Despite the pace of innovation, the current generation of hardware will still easily serve you for a couple of years. Plus, on a pure dollar value, I bet that a card like the RTX 5090 is a good investment. I got 4 years of usage out of my 1080 Ti and sold it for the same amount I paid for it.
But back then, I could throw my 1080Ti against anything I might want to work on, and it would do a decent job at it. A computer vision problem, an NLP problem, accelerating a data processing pipeline, some other custom algorithm, etc.
Today, I might want to use a frontier model for some aspect of work. I might then want to run inference against a 49B model, or a 9B model, for this task or another.
And even if I wanted to do some good old model training, I don't want to be limited to 32GB of RAM!
It might just be that in the not-too-distant past, a personal rig you could ssh into was the best center of operations for honing your skills and working on interesting projects.
But today, this role is increasingly played by a laptop with a decent amount of RAM that you can use to tap into remote resources such as machines for training your models (Lambda Labs) or inference providers (Modal, OpenRouter, etc).
Add to that Visual Studio Code and LLM code completion, sprinkle a few coding agents here and there, and you are set.
But there might also be another thing at play here. My life circumstances and my skillset have also changed over the last couple of years.
I am now much more likely to use the right tool for the job, even if it might not be the cheapest solution.
Also, over the last couple of years, I have spun up multiple jobs each day, commanding various node configurations on computer clusters to do my bidding. This is my bread and butter now.
This means that many of the drawbacks of running in a distributed setting (and there are many) are no longer a deal breaker for me. I barely notice them, and if I do, they are just minor nuisances to work around.
So if I can get a GH200 with 96GB of GPU RAM, 432GB CPU RAM, 4096GB fast, locally connected storage, and 64 vCPUs from Lambda Labs for $1.49/hr (which is up to 20x faster in actual workloads than my Quadro 8000 system), it is hard to say no.

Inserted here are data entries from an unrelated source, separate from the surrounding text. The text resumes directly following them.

PR #518, opened 2018-06-14
no longer consider ScheduleTreeElemMappingFilter to be a subclass of filter

skimo-openhub:
This type was introduced as filter because it is used as a filter
during AST generation.  However, AST generation is performed on
an isl schedule tree and a ScheduleTreeElemMappingFilter can easily
be converted to an isl filter independently of whether
ScheduleTreeElemMappingFilter itself is a filter.
Having ScheduleTreeElemMappingFilter as a subclass is causing
more problems than it is worth because every time a reference
is made to a filter, a careful consideration has to be made
whether or not to include the mapping filters.
Simply stop considering ScheduleTreeElemMappingFilter objects as filters
and deal with them specifically when needed.

This PR also contains some collateral clean-ups.

### DIFF
--- a/tc/core/polyhedral/cuda/tighten_launch_bounds.cc
+++ b/tc/core/polyhedral/cuda/tighten_launch_bounds.cc
@@ -62,45 +62,27 @@ std::pair<size_t, size_t> rangeOfMappingParameter(
       static_cast<size_t>(max.get_num_si()));
 }
 
-// Look for nodes with no children.
-inline std::vector<const detail::ScheduleTree*> leaves(
-    const detail::ScheduleTree* tree) {
-  return functional::Filter(
-      [](const detail::ScheduleTree* st) { return st->numChildren() == 0; },
-      detail::ScheduleTree::collect(tree));
-}
-
 /*
  * Compute the maximal value attained by the mapping parameter "id".
  * Return std::numeric_limits<size_t>::max() if this value cannot
  * be determined.
  */
-size_t maxValue(const Scop& scop, const mapping::MappingId& id) {
+template <typename MappingIdType>
+size_t maxValue(const Scop& scop, const MappingIdType& id) {
+  using namespace polyhedral::detail;
+
   auto root = scop.scheduleRoot();
   auto params = scop.context();
   size_t sizetMax = std::numeric_limits<size_t>::max();
   size_t max = 0;
   size_t min = sizetMax;
-  auto nonSyncLeaves = functional::Filter(
-      [root, params](const detail::ScheduleTree* node) {
-        auto f = node->elemAsBase<detail::ScheduleTreeElemFilter>();
-        if (!f) {
-          return true;
-        }
-        if (f->filter_.n_set() != 1) {
-          std::stringstream ss;
-          ss << "In tree:\n"
-             << *root << "\nnot a single set in filter: " << f->filter_;
-          throw tightening::TighteningException(ss.str());
-        }
-        auto single = isl::set::from_union_set(f->filter_);
-        auto single_id = single.get_tuple_id();
-        return !Scop::isSyncId(single_id) && !Scop::isWarpSyncId(single_id);
-      },
-      leaves(root));
-  for (auto p : nonSyncLeaves) {
-    auto active = activeDomainPoints(root, p).intersect_params(params).params();
-    auto range = rangeOfMappingParameter(active, id);
+  auto filters = root->collect(root, ScheduleTreeType::MappingFilter);
+  filters = functional::Filter(isMappingTo<MappingIdType>, filters);
+  for (auto p : filters) {
+    auto mappingNode = p->elemAs<ScheduleTreeElemMappingFilter>();
+    auto active = activeDomainPoints(root, p).intersect_params(params);
+    active = active.intersect(mappingNode->filter_);
+    auto range = rangeOfMappingParameter(active.params(), id);
     min = std::min(min, range.first);
     max = std::max(max, range.second);
   }
--- a/tc/core/polyhedral/cuda/tighten_launch_bounds.cc
+++ b/tc/core/polyhedral/cuda/tighten_launch_bounds.cc
@@ -75,6 +75,50 @@ inline std::vector<const detail::ScheduleTree*> leaves(
       [](const detail::ScheduleTree* st) { return st->numChildren() == 0; },
       detail::ScheduleTree::collect(tree));
 }
+
+/*
+ * Compute the maximal value attained by the mapping parameter "id".
+ * Return std::numeric_limits<size_t>::max() if this value cannot
+ * be determined.
+ */
+size_t maxValue(const Scop& scop, const mapping::MappingId& id) {
+  auto root = scop.scheduleRoot();
+  auto params = scop.context();
+  size_t sizetMax = std::numeric_limits<size_t>::max();
+  size_t max = 0;
+  size_t min = sizetMax;
+  auto nonSyncLeaves = functional::Filter(
+      [root, params](const detail::ScheduleTree* node) {
+        auto f = node->elemAsBase<detail::ScheduleTreeElemFilter>();
+        if (!f) {
+          return true;
+        }
+        if (f->filter_.n_set() != 1) {
+          std::stringstream ss;
+          ss << "In tree:\n"
+             << *root << "\nnot a single set in filter: " << f->filter_;
+          throw tightening::TighteningException(ss.str());
+        }
+        auto single = isl::set::from_union_set(f->filter_);
+        auto single_id = single.get_tuple_id();
+        return !Scop::isSyncId(single_id) && !Scop::isWarpSyncId(single_id);
+      },
+      leaves(root));
+  for (auto p : nonSyncLeaves) {
+    auto range = rangeOfMappingParameter(root, p, params, id);
+    min = std::min(min, range.first);
+    max = std::max(max, range.second);
+  }
+  // Ignore min for now but there is a future possibility for shifting
+  LOG_IF(WARNING, min > 0)
+      << "Opportunity for tightening launch bounds with shifting -> min:"
+      << min;
+  // Inclusive range needs + 1 to translate to sizes
+  if (max < sizetMax) { // avoid overflow
+    return max + 1;
+  }
+  return sizetMax;
+}
 } // namespace
 
 // Takes grid/block launch bounds that have been passed to mapping and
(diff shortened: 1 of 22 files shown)


tc/core/polyhedral/mapping_types.h
```diff
@@ -28,6 +28,17 @@ struct MappingId : public isl::id {
  public:
   MappingId(const MappingId& id) : isl::id(id), dim(id.dim) {}
 
+  // Is "id" a mapping of the type provided as template argument?
+  template <typename MappingType>
+  bool isOfType() const {
```
ftynse: I would go with just `is`, which is sort of consistent with `as` that we use for conversions. 

We could also have an `as` here and return a null id if the type is wrong (given that we have implicit conversion to bool), but I don't like relying on implicit conversions.

tc/core/polyhedral/schedule_tree.h
```diff
@@ -344,6 +344,20 @@ struct ScheduleTree {
         detail::ScheduleTreeType::Sequence, std::forward<Args>(args)...);
   }
 
+  // Is "tree" a mapping filter that maps identifiers of the type provided as
+  // template argument?
+  template <typename MappingType>
+  static bool isMappingTo(const detail::ScheduleTree* tree) {
```
ftynse: Does it have to be a _member_ function?  I would just put it into `schedule_transforms.h` together with `activeDomainPoints` and schedule collectors.

tc/core/polyhedral/cuda/tighten_launch_bounds.cc
```diff
@@ -75,6 +75,50 @@ inline std::vector<const detail::ScheduleTree*> leaves(
       [](const detail::ScheduleTree* st) { return st->numChildren() == 0; },
       detail::ScheduleTree::collect(tree));
 }
+
+/*
+ * Compute the maximal value attained by the mapping parameter "id".
+ * Return std::numeric_limits<size_t>::max() if this value cannot
+ * be determined.
+ */
+size_t max(const Scop& scop, const mapping::MappingId& id) {
```
ftynse: Can we have a longer name here?   It's easy to confuse with `std::max` given that we are often `using namespace std`.

ftynse:
Took me some time to understand that 086800aa8850316927e20402fc9fbe64eb6c7d20 hoists the computation of mappingContext outside `rangeOfMappingParameter`.  A comment in the commit message is welcome.

ftynse:
30d75d618f8d2cad27583e0e2fd915a7b08308fb typo: "apply to proper filters are also to mapping filters."

skimo-openhub:
On Fri, Jun 15, 2018 at 03:49:34AM -0700, ftynse wrote:
> 
> cceea1b0401153432934d75c6922926bad1dbad5: do we always have all mapped identifiers in a mapping node? (I suppose so because the check does not fail)

Yes.

skimo

test/test_cuda_mapper_memory_promotion.cc
```diff
@@ -260,9 +260,9 @@ def fun(float(N, M) A, float(N, M) B) -> (C) {
     EXPECT_EQ(groups.size(), 3u);
 
     USING_MAPPING_SHORT_NAMES(BX, BY, BZ, TX, TY, TZ);
```
ftynse: this becomes unnecessary

test/test_cuda_mapper_memory_promotion.cc
```diff
@@ -260,9 +260,9 @@ def fun(float(N, M) A, float(N, M) B) -> (C) {
...
-    isl::space blockSpace = isl::space(ctx, 0);
-    isl::set blockZero =
-        isl::makeSpecializationSet<int>(blockSpace, {{BX, 0}, {BY, 0}});
+    isl::space tileSpace = isl::space(ctx, 0).unnamed_set_from_params(2);
+    auto tileZero =
+        isl::map(isl::multi_aff::zero(tileSpace.from_range())).range();
```
ftynse: This looks like a very intricate way of constructing a 2-d set where both dimensions are equal to 0.  A comment would be appreciated.

I would also prefer the syntax we use for individual affs (something along the lines of `aff_set(isl::multi_aff::identity(tileSpace)) == isl::multi_val::zero(tileSpace)`), but we don't have those operator overloads for `multi_*` yet.  Not for this PR.

tc/core/polyhedral/schedule_transforms.cc
```diff
@@ -101,24 +101,44 @@ isl::union_map partialSchedule(
 }
 
 namespace {
+/*
+ * If "domain" is any filter, then intersect "domain" with that filter.
```
ftynse: If "node" is any filter

tc/core/polyhedral/schedule_transforms.cc
```diff
@@ -101,24 +101,44 @@ isl::union_map partialSchedule(
...
+ */
+isl::union_set anyFilter(const ScheduleTree* node, isl::union_set domain) {
+  if (auto filterElem = node->elemAsBase<ScheduleTreeElemFilter>()) {
+    return domain.intersect(filterElem->filter_);
+  }
+  return domain;
+}
+
+/*
+ * If "domain" is a mapping filter, then intersect "domain" with that filter.
```
ftynse: If "node" is a mapping filter

tc/core/polyhedral/schedule_transforms.cc
```diff
@@ -101,24 +101,44 @@ isl::union_map partialSchedule(
 }
 
 namespace {
+/*
+ * If "domain" is any filter, then intersect "domain" with that filter.
+ */
+isl::union_set anyFilter(const ScheduleTree* node, isl::union_set domain) {
```
ftynse: How about calling this `applyAnyFilter` and swapping the order of arguments?  Makes the operation clear.  Maybe mark as `inline` as well.

tc/core/polyhedral/schedule_transforms.cc
```diff
@@ -101,24 +101,44 @@ isl::union_map partialSchedule(
...
+  if (auto filterElem = node->elemAsBase<ScheduleTreeElemFilter>()) {
+    return domain.intersect(filterElem->filter_);
+  }
+  return domain;
+}
+
+/*
+ * If "domain" is a mapping filter, then intersect "domain" with that filter.
+ */
+isl::union_set mappingFilter(const ScheduleTree* node, isl::union_set domain) {
```
ftynse: Same as above for the naming, otherwise there is a risk of confusing this with the matcher function.

tc/core/polyhedral/schedule_transforms.cc
```diff
@@ -101,24 +101,44 @@ isl::union_map partialSchedule(
...
+}
+
 // Get the set of domain elements that are active below
-// the given branch of nodes.
+// the given branch of nodes, filtered using "filter".
 //
-// Domain elements are introduced by the root domain node.  Filter nodes
-// disable the points that do not intersect with the filter.  Extension nodes
+// Domain elements are introduced by the root domain node.  Some nodes
+// refine these elements based on "filter".  Extension nodes
```
ftynse: Not sure "refine" makes it clear that there is intersection taking place.

tc/core/polyhedral/schedule_transforms.cc
```diff
@@ -101,24 +101,44 @@ isl::union_map partialSchedule(
...
 // are considered to introduce additional domain points.
-isl::union_set activeDomainPointsHelper(
+isl::union_set collectDomain(
     const ScheduleTree* root,
-    const vector<const ScheduleTree*>& nodes) {
+    const vector<const ScheduleTree*>& nodes,
+    isl::union_set (*filter)(const ScheduleTree* node, isl::union_set domain)) {
```
ftynse: `std::function<isl::union_set (const ScheduleTree*, isl::union_set)> filter`

tc/core/polyhedral/schedule_transforms.cc
```diff
@@ -128,8 +148,23 @@ isl::union_set activeDomainPointsHelper(
   }
   return domain;
 }
+
+// Get the set of domain elements that are active below
+// the given branch of nodes.
+isl::union_set activeDomainPointsHelper(
```
ftynse: Just change `activeDomainPoints` instead of introducing an extra one-line function?  Especially because it looks like you renamed the original `activeDomainPointsHelper`

ftynse:
> - scoped accesses are relative to the outer schedule dimensions,
>   so they do not need to specifically take into account
>   any outer mapping

Unless the promotion scope is above the respective mapping, but that can be taken into account separately through domain intersection.

tc/core/polyhedral/schedule_transforms.cc
```diff
@@ -102,10 +102,10 @@ isl::union_map partialSchedule(
 
 namespace {
 /*
- * If "domain" is any filter, then intersect "domain" with that filter.
+ * If "domain" is a filter, then intersect "domain" with that filter.
  */
-isl::union_set anyFilter(const ScheduleTree* node, isl::union_set domain) {
-  if (auto filterElem = node->elemAsBase<ScheduleTreeElemFilter>()) {
+isl::union_set filter(const ScheduleTree* node, isl::union_set domain) {
```
ftynse: Same naming comment as in some previous commit (`applyFilter`) to avoid confusion with both the tree matcher and  `functional::filter`

skimo-openhub:
On Fri, Jun 15, 2018 at 04:11:27AM -0700, ftynse wrote:
> 
> 19504509d8c861d345687b604f4da99b82f7903d:
> I would not call the modified function `approximateFootprint` then because I expect the footprint to be a set of accessed elements.  I suppose things like `joinOverlappingWrites` that rely on footprint intersection still work because we only need to join groups within one iteration of the scope loops.

ScopedFootprint is also called a "footprint" and also lives in a map space.
I don't see why this is any different.

>      USING_MAPPING_SHORT_NAMES(BX, BY, BZ, TX, TY, TZ);
> -    isl::space blockSpace = isl::space(ctx, 0);
> -    isl::set blockZero =
> -        isl::makeSpecializationSet<int>(blockSpace, {{BX, 0}, {BY, 0}});
> +    isl::space tileSpace = isl::space(ctx, 0).unnamed_set_from_params(2);
> +    auto tileZero =
> +        isl::map(isl::multi_aff::zero(tileSpace.from_range())).range();
> 
> This looks like a very intricate way of constructing a 2-d set where both dimensions are equal to 0.  A comment would be appreciated.

// Work around missing isl_set_from_multi_aff.

skimo

skimo-openhub:
On Fri, Jun 15, 2018 at 04:25:20AM -0700, ftynse wrote:
> +// Get the set of domain elements that are active below
> +// the given branch of nodes.
> +isl::union_set activeDomainPointsHelper(
> 
> Just change `activeDomainPoints` instead of introducing an extra one-line function?  Especially because it looks like you renamed the original `activeDomainPointsHelper`

activeDomainPointsHelper has two callers.
I split up the commit to clarify what is going on.

skimo

skimo-openhub:
On Fri, Jun 15, 2018 at 04:28:31AM -0700, ftynse wrote:
> > - scoped accesses are relative to the outer schedule dimensions,
> >   so they do not need to specifically take into account
> >   any outer mapping
> 
> Unless the promotion scope is above the respective mapping, but that can be taken into account separately through domain intersection.

In that case, the prefix schedule wouldn't include those mappings either,
so its not affected by the change in this commit.

skimo

skimo-openhub:
On Fri, Jun 15, 2018 at 04:36:42AM -0700, ftynse wrote:
> 
> Looks good in general, a couple of stylistic comments.  Nice clean-up of the ScheduleTree concepts.
> 
> I am pre-approving this directly.  Feel free to address comments and merge (if configuration was changed correctly, you don't need a second approval after pushing into an approved PR).

Are you sure?  After you approved #509, I pushed one more
commit on top of it and then you had to approve it again.
In this case I even have to rebase the whole thing,
so there is even less chance that the approval will stick.

skimo

ftynse:
On 15/06/2018 14:23, skimo-openhub wrote:
> Are you sure? After you approved #509, I pushed one more
> commit on top of it and then you had to approve it again.
> In this case I even have to rebase the whole thing,
> so there is even less chance that the approval will stick.

It may have been before the sticky approval was actually enabled (some 
time Wednesday).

Additionally, between the code tools and remote resources that I use, I now spend hundreds of dollars each month out of my own pocket.
And the situation gets even murkier when I see friends creating courses that offer compelling deals—like 2.5x compute credits per dollar when you sign up early, plus the unbelievable educational value of the course itself.

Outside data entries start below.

PR #85486, opened 2023-11-28
Fix property groups overriding real properties

paulloz:
With the following script, each rebuild reverts the exported value to its default.
```cs
public partial class Foo : Node
{
    [ExportGroup("Test")]
    [Export]
    private string Test;
}
```
The same thing happens in GDScript. With the following script, modifying the default value in the code overwrites any value defined through the inspector.
```gdscript
extends Node

@export_group("test")
@export
var test : String = "Hello World!"
```
It is triggered by the group using the same name as the actual property (changing the group names above prevents the weird behaviour).

### DIFF
--- a/core/object/script_language.cpp
+++ b/core/object/script_language.cpp
@@ -631,6 +631,10 @@ bool PlaceHolderScriptInstance::has_method(const StringName &p_method) const {
 void PlaceHolderScriptInstance::update(const List<PropertyInfo> &p_properties, const HashMap<StringName, Variant> &p_values) {
 	HashSet<StringName> new_values;
 	for (const PropertyInfo &E : p_properties) {
+		if (E.usage & (PROPERTY_USAGE_GROUP | PROPERTY_USAGE_SUBGROUP | PROPERTY_USAGE_CATEGORY)) {
+			continue;
+		}
+
 		StringName n = E.name;
 		new_values.insert(n);
 


core/object/script_language.cpp
```diff
@@ -631,6 +632,10 @@ bool PlaceHolderScriptInstance::has_method(const StringName &p_method) const {
 void PlaceHolderScriptInstance::update(const List<PropertyInfo> &p_properties, const HashMap<StringName, Variant> &p_values) {
 	HashSet<StringName> new_values;
 	for (const PropertyInfo &E : p_properties) {
+		if (E.usage & PROPERTY_USAGE_GROUP || E.usage & PROPERTY_USAGE_SUBGROUP || E.usage & PROPERTY_USAGE_CATEGORY) {
```
AThousandShips, line 635:
```suggestion
		if (E.usage & (PROPERTY_USAGE_GROUP | PROPERTY_USAGE_SUBGROUP | PROPERTY_USAGE_CATEGORY)) {
```
More compact syntax and clearer

core/object/script_language.cpp
```diff
@@ -34,6 +34,7 @@
 #include "core/core_string_names.h"
 #include "core/debugger/engine_debugger.h"
 #include "core/debugger/script_debugger.h"
+#include "core/object/object.h"
```
AThousandShips, line 37:
```suggestion
```
Not needed, `PlaceholderScriptInstance` derives from `Object` and it is included already (if you are using a "include what you use" feature in your editor please turn it off when working with Godot)

paulloz: Thanks for the tip 🙏  
I switched to clangd recently and didn't notice that was the default behaviour!

YuriSizov (approved):
Makes sense, I think.

akien-mga:
Thanks!

YuriSizov:
Cherry-picked for 4.2.1.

Zach (@TheZachMueller) cultivated so much FOMO that companies offering compute far in excess of what his course costs 🤯
— Hamel Husain (@HamelHusain) September 1, 2025
Also, its basically a distributed model training conference based on the stacked guest speakers https://t.co/sggDfjBEV4 pic.twitter.com/7loBhxH66o
To summarize, finding the right compute resources for personal projects—whether for Kaggle competitions or learning new technologies—remains an open question for me.
I'll continue exploring all available options, including building a better local setup. However, given current trends, remote computing will likely become increasingly important over the coming months and years.
This blog post aims to address that reality. The techniques I've shared here can hopefully streamline your remote workflow, letting you spend less time fighting with tools and more time on the actual work that matters.